(Saved data entries)
PR #109, opened 2026-02-11
fix: correct RBS inline annotations and remove ivar declarations

bottrall:
## Summary

- Update RBS inline annotations across all `lib/` files to use proper method signature syntax (`#: (Type) -> ReturnType`) instead of the incorrect per-parameter format
- Remove internal instance variable type declarations (`# @rbs @var` / `# @rbs self.@var`) from 11 files — these aren't part of the public API since consumers interact through `attr_reader` which already has inline type annotations
- Update `.agents/rbs-inline.md` and `.agents/code-style.md` to reflect the corrected annotation style

## Test plan

- [x] `bundle exec rake rbs:generate` — regenerated RBS files successfully
- [x] `bundle exec rake` — 599 tests pass, no Steep type errors

### DIFF
--- a/lib/riffer/evals/evaluators/answer_relevancy.rb
+++ b/lib/riffer/evals/evaluators/answer_relevancy.rb
@@ -38,10 +38,7 @@ class Riffer::Evals::Evaluators::AnswerRelevancy < Riffer::Evals::Evaluator
       - 0.0 = Completely irrelevant
   PROMPT
 
-  #: input: String -- the input that was given to the agent
-  #: output: String -- the output produced by the agent
-  #: context: Hash[Symbol, untyped]? -- optional context
-  #: return: Riffer::Evals::Result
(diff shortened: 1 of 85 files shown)


lib/riffer/evals/evaluators/answer_relevancy.rb
```diff
@@ -50,9 +47,7 @@ def evaluate(input:, output:, context: nil)
 
   private
 
-  #: input: String
-  #: output: String
-  #: return: String
+  #: (input: String, output: String) -> String
```
bottrall, line 50: I'm wondering if we should adopt the policy of we only bother typing public interfaces 🤔
Then again this does help us when working on it...

Thibaut: Assuming it doesn't add much overhead to development (I don't think it does?), it might be easier to "just do it all the time", rather than having to think about what should be typed vs. not.

Thibaut (approved):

* **PROBLEM TO WORK ON**: Exact copies of the line with "Then again this" and of every later line in the entries make up the whole answer.

* **TASK OUTPUT**:
Then again this does help us when working on it...

Thibaut: Assuming it doesn't add much overhead to development (I don't think it does?), it might be easier to "just do it all the time", rather than having to think about what should be typed vs. not.

Thibaut (approved):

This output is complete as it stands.